Collected data:

PR #1485, opened 2023-09-16
Fix 3 problems with `plSubWorldMsg`.

Hoikas:
The impetus for this change is that Korman's new `Change Subworld` message node can cause all players in the Age to change to that subworld. The rationale here is that changing subworlds modifies a player's avatarPhysical SDL. So, really, we probably only want to be sending `plSubWorldMsg` to the local player from a Responder. Responders are primarily a zero-code artist logic tool, so they shouldn't have to care about that level of SDL detail. Further, there is precedent for major avatar/player related actions to be rejected from non-local sources. Namely, all camera messages are restricted in the same way in Responders.

As a bonus, I fixed a memory leak that wouldn't be detected by asan and fixed a logic error with the subworld SDL synch.


dpogue (approved):

Hoikas:
Update: I checked all of Cyan's responders, and none of them send subworld messages, so there is no danger of this breaking Cyan content.

PR #1487, opened 2023-09-17
Port NetCli/NetGameLib to standard C++ containers

dgelessus:
This eliminates the last uses of the weird custom intrusive linked list pnUtList (aka `LISTDECL`/`LIST`/`LINK`).

Most of this is straightforward. The only interesting change is in NetGameLib, where I'm replacing each `s_conns` list with a single `s_conn` variable, because the lists could never contain more than one element.


Sources/Plasma/PubUtilLib/plNetGameLib/Private/plNglTrans.cpp
```diff
@@ -252,31 +259,36 @@ void NetTransCancelByConnId (unsigned connId, ENetError error) {
...
-                        if (trans->m_hasSubTrans)
-                            parentCompleted.Link(trans);
-                        else
-                            completed.Link(trans);
+                        s_transactions.erase(it);
+                        if (trans->m_hasSubTrans) {
+                            parentCompleted.push_back(trans);
+                        } else {
+                            completed.push_back(trans);
+                        }
```
Hoikas, line 291: I think it would be more efficient to use `std::list<T>::splice()` to avoid deleting and reallocating list nodes.

Sources/Plasma/PubUtilLib/plNetGameLib/Private/plNglAuth.cpp
```diff
@@ -1249,7 +1248,7 @@ enum {
 
 static bool                         s_running;
 static std::recursive_mutex         s_critsect;
-static LISTDECL(CliAuConn, link)    s_conns;
+static CliAuConn* s_conn = nullptr;
 static CliAuConn *                  s_active;
```
Hoikas, line 1252: Are there ever any times that `s_conn` and `s_active` will not be the same? I'm wondering if we could just use `s_active` instead...

dgelessus: That's what I wanted to do initially, but unfortunately the two aren't exactly the same. `s_conns`/`s_conn` is always set before `AsyncSocketConnect`, whereas `s_active` is only set later once the connection is fully established (e. g. for the auth server only after a `Auth2Cli_ClientRegisterReply` is received).

This logic can probably be simplified somehow so that it only uses one variable, but I didn't want to do anything too risky as part of the legacy data structure cleanup.

Hoikas: That seems like a good approach. 👍

Sources/Plasma/PubUtilLib/plNetGameLib/Private/plNglAuth.cpp
```diff
@@ -1327,8 +1326,7 @@ static CliAuConn * GetConnIncRef (const char tag[]) {
 }
 
 //============================================================================
-static void UnlinkAndAbandonConn_CS (CliAuConn * conn) {
-    s_conns.Unlink(conn);
+static void AbandonConn(CliAuConn* conn) {
```
Hoikas, line 1329: I think this is my last question, but, just to verify... Does the caller not need to have the critical section locked anymore? I'm assuming *no* because this is no longer accessing any static variables, and you dropped `_CS` from the function name. If *yes*, we probably want to retain the `_CS` suffix on the function name.

dgelessus: Exactly. As far as I can tell, the `s_critsect` lock was only needed to safely update `s_conns`, so now that this function doesn't do that anymore, it should be safe to call without the `s_critsect` locked (although currently all calls still have the lock).

That said, now that I'm re-reading this... maybe `AbandonConn` should lock on `conn->critsect` instead, because it manipulates a few fields directly instead of just calling methods? Honestly, I'm not quite sure which parts need which lock exactly (and I think the existing code is a bit inconsistent too).

Hoikas: It's all a little muddy, for sure, so I took a look at the code. It looks like `CliAuConn`'s ping timer reconnect stuff what requires the lock on `CliAuConn::critsect`, so I don't think we need to lock that here. OTOH, the code *does* seem to lock `s_critsect` when accessing or mutating any `CliAuConn` instance's `cancelId` field (see `NotifyConnSocketConnectFailed` and the other notification callbacks), so I think we still need to lock `s_critsect` before calling this function and rename it to `AbandonConn_CS`. I'm assuming the other CliConn variants have the same ownership model :/

dgelessus: > Alternatively, you could just lock `s_critsect` inside `AbandonConn`

That seems like the best solution, yeah.

Hoikas (approved):

PR #1489, opened 2023-09-25
Support Unicode in `plTextFont` (avatar tooltips, console, etc.)

dgelessus:
Fixes the last remaining problems with rendering non-ASCII characters. The main effect is that avatar tooltips work for non-ASCII names now:

Screenshot of avatar tooltip for "Æthelred the Unready" with working "Æ" character

Aside from that, it fixes non-ASCII text rendering in the console, log drawer, other debug views, and the loading screen. With this, I *think* Plasma now supports Unicode (or at least Latin-1) in all places where it matters.

Internally, this expands the supported character range of `plTextFont` from ASCII to Latin-1. Characters beyond the supported range don't cause rendering glitches anymore and instead show a fallback character (currently `¿`, because the real replacement character `�` is not in Latin-1).

Because `plTextFont` uses the OS native fonts instead of the game's .p2f files, it's easy to extend the character range further, theoretically up to all of Unicode. The practical limit is currently much lower than that though, because `plTextFont` pre-renders the entire character set into a texture with hardcoded sizes. I stuck with Latin-1 for now, because it fits into the current texture sizes, and anything else isn't usable by players yet anyway (though that would change with H-uru/moul-assets#237 adding Russian fonts).

If we want to support more than Latin-1, we need to adjust the hardcoded texture sizes accordingly, or calculate the required texture size dynamically as the font is loaded. Might also be good to support non-contiguous ranges of characters - that's an open issue for `plFont` as well I think.

The diff is quite big, but most of it are boring `ST::string`ification changes for all the debug views. The actually interesting changes are are in `plTextFont` and `pfConsole`.

### DIFF
--- a/Sources/Plasma/FeatureLib/pfAnimation/plAnimDebugList.cpp
+++ b/Sources/Plasma/FeatureLib/pfAnimation/plAnimDebugList.cpp
@@ -114,7 +114,7 @@ void plAnimDebugList::ShowReport()
 
     x = startX;
     y = startY;
-    txt.DrawString(x, y, "Material Animations:", 255, 255, 255, 255, plDebugText::kStyleBold);
+    txt.DrawString(x, y, ST_LITERAL("Material Animations:"), 255, 255, 255, 255, plDebugText::kStyleBold);
     y += yOff;
     for (const plKey& matKey : fMaterialKeys)
     {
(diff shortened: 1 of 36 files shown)


ZarothYe:
I have no ability to review this on a technical level, but I'm so freaking hyped for and immensely impressed by this! Well done!

Hoikas (approved):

Required action >>
Please give again the lines above between the line holding "Support Unicode in" and the line holding "Internally, this expands", inclusive, exactly as they are and with nothing added.

Result for this task >>
Support Unicode in `plTextFont` (avatar tooltips, console, etc.)

dgelessus:
Fixes the last remaining problems with rendering non-ASCII characters. The main effect is that avatar tooltips work for non-ASCII names now:

Screenshot of avatar tooltip for "Æthelred the Unready" with working "Æ" character

Aside from that, it fixes non-ASCII text rendering in the console, log drawer, other debug views, and the loading screen. With this, I *think* Plasma now supports Unicode (or at least Latin-1) in all places where it matters.

Internally, this expands the supported character range of `plTextFont` from ASCII to Latin-1. Characters beyond the supported range don't cause rendering glitches anymore and instead show a fallback character (currently `¿`, because the real replacement character `�` is not in Latin-1).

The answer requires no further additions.